Türkiye Ziraat Odaları Birliği (TZOB) Genel Başkanı Şemsi Bayraktar, Çorum’da zirai dondan etkilenen tarım arazilerinde incelemelerde bulundu.


TZOB Genel Başkanı Şemsi Bayraktar, Çorum’da ilk mevsimde etkilenen tarım arazilerinde incelemelerde bulundu. Bu çerçevede Çorum’un Merkez ilçesine bağlı Pınarcık köyündeki ceviz bahçelerini gezen Bayraktar, üreticilerden ve yetkilerden bilgiler aldı. Cevizlik alanda üreticilerle birebir görüşen Bayraktar, çiftçilerin taleplerini ve yaşadıkları mağduriyeti dinledi. İncelemelerin ardından açıklamalarda bulunan Bayraktar, üreticilerin yaşadığı kayıpların tespit edilerek gerekli desteklerin sağlanması gerektiğini vurguladı.



"Ben bu yaşa geldim, böyle büyük bir afet görmedim"

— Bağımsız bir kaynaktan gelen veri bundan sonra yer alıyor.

Issue #1221, opened 2024-07-10
Using latest for pulumi-version option does not properly match the current and latest versions.


j-fulbright:
### What happened?

![image](https://github.com/pulumi/actions/assets/10793868/ec0d531d-432f-4def-b0d6-6afb5b18bddd)

This does not affect functionality, but one less thing to have to download or deal with in the process

### Example

See above

### Output of `pulumi about`

n/a

### Contributing

Vote on this issue by adding a 👍 reaction. 
To contribute a fix for this issue, leave a comment (and link to your pull request, if you've opened one already).

tgummerer:
Thanks for opening the issue.  Currently when `pulumi-version: latest` is specified we'll always try to download the latest version of the CLI, regardless of what's installed.  

https://github.com/pulumi/actions/pull/1225 moves that around, so we get the latest version first, and if that matches the currently installed version we won't download it.

Note that in the meantime you can work around this by removing the `pulumi-version` directive.  That means you'll be using the version installed on the runner by default, and a newer version only gets installed if pulumi is not installed on the runner, or if we marked the version that is installed as a known bad version.

PR #1225, opened 2024-07-11
only install new pulumi version when there's a newer one available

tgummerer:
Users can pass 'latest' as the 'pulumi-version' configuration setting. This currently means that they always download the latest version of the CLI, regardless of whether that's already installed or not.

We can do better here and check if the latest version matches the one already installed on the runner, and in that case skip the download.

Fixes https://github.com/pulumi/actions/issues/1221

### DIFF
--- a/CHANGELOG.md
+++ b/CHANGELOG.md
@@ -2,6 +2,9 @@
 
 ## HEAD (Unreleased)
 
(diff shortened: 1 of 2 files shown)


lunaris (approved):

julienp (approved):
Nice!

PR #663, opened 2013-03-05
Merge fields in with source if they are present

jwaldrip:
When using script_field with a source present, it is very hard to access the values in the item object. This solves this issue with the caveat that specified fields will override their source values.

### DIFF
--- a/lib/tire/results/collection.rb
+++ b/lib/tire/results/collection.rb
@@ -106,12 +106,13 @@ module Tire
           hits.map do |h|
             document = {}
 
-            # Update the document with content and ID
-            document = h['_source'] ? document.update( h['_source'] || {} ) : document.update( __parse_fields__(h['fields']) )
-            document.update( {'id' => h['_id']} )
+            # Update the document with fields and or source
+            document.update h['_source'] if h['_source']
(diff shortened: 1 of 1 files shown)


jwaldrip:

karmi:
I'm sorry but I can't see how “it is very hard to access the values in the item object”. Would it be possible to provide a code example, or preferably a test case?

jwaldrip:
When you load the instance with the query this works fine. Where it doesnt work is where you rely on the source from ES only. For example:

``` ruby
results = MedicalFacility.tire.search page: (params[:page] || 1), per_page: (params[:per_page] || 10) do |search|
  search.query { all }
  search.fields "_source"
  search.script_field :distance, script: "doc['location'].distance(#{lat_lng.join(',')})"
  # ...
end

results.first.distance
-> nil

```

As you can see without the fix, the script field distance returns nil, with the fix, I get the proper value.

karmi:
Ah, sure. Can you add a unit test for this change?

mattiassvedhem:
ping, @jwaldrip I've added the unit test to your fork, can you take a look? :)

PR #673, opened 2013-03-13
change #find to #find_by_ids

iwarshak:
Use find_by_ids when loading the collection. If a record was deleted, but ES has not been updated yet, #find would throw a ActiveRecord::RecordNotFound exception.
# find_by_ids returns only the records that are available

### DIFF
--- a/lib/tire/results/collection.rb
+++ b/lib/tire/results/collection.rb
@@ -148,7 +148,7 @@ module Tire
       end
 
       def __find_records_by_ids(klass, ids)
-        @options[:load] === true ? klass.find(ids) : klass.find(ids, @options[:load])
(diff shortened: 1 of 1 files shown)


karmi:
Hi, the trouble here is that there's no common `find_by_ids` fro ActiveModel, and Tire tries to work with many other OxM frameworks apart from ActiveRecord. I think there's been some discussion about it in the issues already, the main reason for the refactoring in bac091a and introducing of `__find_records_by_ids` was to provide a hook point for people needing to do this.

I think the real solution would be to abstract this behaviour even further, and provide and extension (possibly autoloaded) for ActiveRecord, which would use `find_by_ids`...

karmi:
Closing in favor of a more robust solution, which provides an extensions when the host class inherits `ActiveRecord::Base` and automatically changes `__find_records_by_ids` in the outlined sense -- is that OK?

PR #684, opened 2013-03-21
using find_all_by_id to prevent record not found errors when there is a missing record. 

rahulag:
Using find_all_by_id to prevent record not found errors when there is a missing record.
Always returns an array even if there is a single object to find.

### DIFF
--- a/lib/tire/results/collection.rb
+++ b/lib/tire/results/collection.rb
@@ -148,7 +148,7 @@ module Tire
       end
 
       def __find_records_by_ids(klass, ids)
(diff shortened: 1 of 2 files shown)


karmi:
@rahulag Please search the issues for `find_by_ids`, eg. #673, to see the reasoning why this is not a plausible solution.

rahulag:
I am using find_all_by_ids.. this doesn;t throw error when record is not there and returns an array even when there is a single record to be fetched. 

Also using Array.new in terms query. This is for backward compatibility if a non array value is used for terms query.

Gerekli hasar tespitlerin Tarım ve Orman Bakanlığı tarafından yürütüldüğünü belirten Bayraktar, "Türkiye’nin tabii her tarafında yaşadığımız bu büyük afeti görme imkanı buldum. Yaşadığımız en büyük afet diyebiliriz. Ben bu yaşa geldim, böyle büyük bir afet görmedim. Tarihin en büyük afetini yaşıyoruz ve bu afeti, üzülerek ifade ediyorum, 65 ilimizde yaşıyoruz. Geçen hafta ben Güneydoğu Anadolu Bölgesi’ndeydim. Orada da ciddi bir kuraklık var. Hububat alanlarını etkilemiş ve çiftçimizi mağdur etmiş durumda. Tabii aslında bu mevsimsel kaymalar bundan sonra da devam edecek. Yani bunun tedbirlerini de şimdiden almak gerekiyor. Kışın sonbaharı yaşadık, ilkbahara geldik, ilkbahar ayında kışı yaşadık. Aslında Ocak ayından beri baktığımızda yağış bekliyoruz. Biz yağış beklerken bir karla karşılaştık. Tabii kar yağsın, önemli değil ama arkasından don hadisesi bizi perişan etti. Son 30 yılın en düşük sıcaklık değerleriyle karşı karşıya kaldık. Türkiye’de üzülerek ifade ediyorum, afet sayısı artıyor. 2014 yılında 500 olan afet sayısı, 2024 yılına geldiğimizde bin 457 rakamına ulaştı. Şimdi afet sayısının artmasının yanında, afetin asıl tehlikeli olanı, şiddeti artıyor. Bazı ürünleri kurtarmak bazı tedbirlerle mümkün olabilir. Ama sıfırın altında 10 dereceden sonra, sıfırın altında 15 derecelerde, sıfırın altında 20 derecelerde hiçbir ürünü kurtarma şansımız olmadı. Ve 65 ilimizde birçok, özellikle meyve bahçemiz perişan oldu" dedi.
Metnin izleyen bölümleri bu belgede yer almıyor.